Long-Term Performance of Corrosion Inhibitors Used in Repair of Reinforced Concrete Bridge Components

2.0. Elmwood Avenue Bridge Over Ny Route 198, Buffalo, Ny

2.1. Structure Background

The Elmwood Avenue bridge over NY Route 198, Buffalo, NY, carries two northbound and two southbound lanes of traffic. The bridge has four spans and is supported by three piers with four circular columns each. Figure 2-1 shows a general view of the Elmwood Avenue bridge. Rehabilitation of the bridge (deck, approaches, sidewalks, piers, and abutments) started in March 1992, and was completed in October 1992. The substructure repair work was performed in stages between these dates as weather permitted.

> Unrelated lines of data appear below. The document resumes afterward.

PR #1105, opened 2017-04-10
do not set DeploymentGroup to FAILED when ignoreFailure is true

mattnworb:
When rolloutOptions.ignoreFailures is true, the RollingUpdateOpFactory will
quietly transition to the next task in the deployment group's rollout plan
(the DeploymentGroupTasks object) when one of the overlaods for `error(..)`
is called.

This will have the effect of moving the rolling update to the next task in
the plan when the group/rollout otherwise would have FAILED, only if the
ignoreFailures option is set to true.

At first glance one problem with this method of internally returning the
result of `nextTask()` when `error(..)` is that sometimes `nextTasks` is
called with a list of ZookeeperOperations supplied as a parameter by the
calling code; however, this only occurs when the ZookeeperMasterModel is
first processing an action of DEPLOY, MARK_UNDEPLOYED or UNDEPLOYED. The
overload of `nextTasks()` with no argument is called whenever the task
action is AWAIT_RUNNING and the task reaches running, therefore it should
be safe (unless the callers are refactored).

This is an alternate approach to #1103 to try to achieve the same goals but
with less downside.

### DIFF
--- a/helios-services/src/test/java/com/spotify/helios/rollingupdate/RollingUpdateOpFactoryTest.java
+++ b/helios-services/src/test/java/com/spotify/helios/rollingupdate/RollingUpdateOpFactoryTest.java
@@ -22,7 +22,11 @@ package com.spotify.helios.rollingupdate;
 
 import static com.spotify.helios.common.descriptors.DeploymentGroup.RollingUpdateReason.HOSTS_CHANGED;
 import static com.spotify.helios.common.descriptors.DeploymentGroup.RollingUpdateReason.MANUAL;
+import static org.hamcrest.Matchers.containsInAnyOrder;
+import static org.hamcrest.Matchers.empty;
+import static org.hamcrest.Matchers.is;
 import static org.junit.Assert.assertEquals;
+import static org.junit.Assert.assertThat;
 import static org.mockito.Matchers.any;
 import static org.mockito.Matchers.anyString;
 import static org.mockito.Matchers.eq;
@@ -30,6 +34,7 @@ import static org.mockito.Mockito.mock;
 import static org.mockito.Mockito.verify;
 import static org.mockito.Mockito.when;
 
+import com.google.common.collect.ImmutableList;
 import com.google.common.collect.ImmutableSet;
 import com.google.common.collect.Lists;
 import com.google.common.collect.Maps;
@@ -44,9 +49,13 @@ import com.spotify.helios.servicescommon.coordination.SetData;
 import com.spotify.helios.servicescommon.coordination.ZooKeeperClient;
 import com.spotify.helios.servicescommon.coordination.ZooKeeperOperation;
 import java.util.ArrayList;
+import java.util.Collection;
 import java.util.Collections;
 import java.util.Map;
+import java.util.Set;
 import org.apache.zookeeper.data.Stat;
+import org.hamcrest.CustomTypeSafeMatcher;
+import org.hamcrest.Matcher;
 import org.junit.Test;
 
 public class RollingUpdateOpFactoryTest {
@@ -234,7 +243,7 @@ public class RollingUpdateOpFactoryTest {
         deploymentGroupTasks, eventFactory);
     final RollingUpdateOp op = opFactory.nextTask();
 
-    // A nexTask op with no ZK operations should result advancing the task index
+    // A nextTask op with no ZK operations should result advancing the task index
     assertEquals(1, op.operations().size());
     assertEquals(new SetData("/status/deployment-group-tasks/my_group",
                              deploymentGroupTasks.toBuilder()
@@ -379,5 +388,44 @@ public class RollingUpdateOpFactoryTest {
 
     assertEquals(0, op.operations().size());
     assertEquals(0, op.events().size());
+  }
+
+  @Test
+  public void testErrorWhenIgnoreFailuresIsTrue() {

Personnel from the New York State Department of Transportation (NYSDOT) sounded the substructure components prior to the rehabilitation work and determined the location and extent of the hollow-sounding areas to be patched. Sawcuts, 19 mm deep, were cut along the borders of the identified hollow-sounding areas and the concrete was removed to a depth of 19 mm below the reinforcing steel with pneumatic hammers. The patch cavities were backfilled with concrete. The exposed reinforcing steel was severely corroded and was not cleaned before the concrete was placed. Sound chloride-contaminated concrete adjacent to the patch areas was left in place.

Two corrosion-inhibitor admixtures were used, Cortec 2000 and DCI-S. The columns and pier caps for each pier were patched. The middle pier, columns, and pier cap were patched with concrete containing Cortec 2000 corrosion inhibitor admixture at a dosage rate of 1.2 kilograms per cubic meter (kg/m3). The north pier was patched with concrete containing DCI-S corrosion-inhibitor admixture at a dosage rate of 29.9 liters per cubic meter (L/m3). The columns and pier cap of the south pier were patched with portland cement concrete and were designated as the control.

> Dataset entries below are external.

PR #1108, opened 2017-04-11
remove version check and use of docker tag -f

### LINKED ISSUE #1106: helios-use latest fails with "unknown shorthand flag"
```
> helios-use latest
Switching to latest
latest: Pulling from spotify/helios-solo
Digest: sha256:89bdcc8bcb2485ccee0481382e8ece449a04aec12e0e0cf878ee0dd05f5a92a3
Status: Image is up to date for spotify/helios-solo:latest
unknown shorthand flag: 'f' in -f
See 'docker tag --help'.
```

```
> docker -v
Docker version 17.03.1-ce, build c6d412e
```

mattnworb:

Corrosion performance evaluations of the inhibitor admixtures had been limited to the south faces of the three pier caps. A sounding survey conducted prior to rehabilitation indicated a significant difference between the south and north faces of the three pier caps. The south faces were more severely and uniformly delaminated than the north face of the pier caps. The percentages of hollow-sounding areas in the south face for the control (south pier), Cortec (middle pier), and DCI (north pier) pier caps were 51, 59, and 56, respectively. The percentages of hollow-sounding areas in the north face for the control, Cortec, and DCI pier caps were 17, 40, and 22, respectively. To assess the effectiveness of the corrosion-inhibitor treatments, corrosion performance evaluations were limited to equivalent areas on the west sections of the south face of the three pier caps. Figures 2-2 through 2-5 show sections of the south pier, middle pier, and north pier that were evaluated.

General view of the Elmwood Avenue bridge over NY Route 198, Buffalo, NY. This photo shows the Elmwood Avenue bridge from a side vantage point. Three supporting circular columns are visible. A railing several feet high runs along the one edge of the bridge deck. The surface of the bridge deck is not visible.

Figure 2-1. General view of the Elmwood Avenue bridge over NY Route 198, Buffalo, NY.

 

2.2. Field Evaluation

Field evaluations were performed on the following dates:

First evaluation October 17-19, 1994 ~2 years after treatment
Second evaluation May 7-9, 1997 ~5 years after treatment
Third evaluation June 17-23, 1998 ~6 years after treatment

2.3. Test Results

The following sections describe the results of five standard surveys and the chloride ion content analysis.

2.3.1. Visual Survey

Visual surveys were conducted during all three visits. In October 1994, approximately 2 years after the repair of the piers, the west section of the south face of all three pier caps appeared sound and no spalls were observed. The patched areas, particularly those with inhibitor treatments, were severely cracked. The observed cracking pattern was mud-flat cracking, typical of drying shrinkage cracks. During the second and third visits (May 1997, and June 1998, respectively), the drying shrinkage cracks appeared to be about the same. However, minor spalling was observed in the three piers.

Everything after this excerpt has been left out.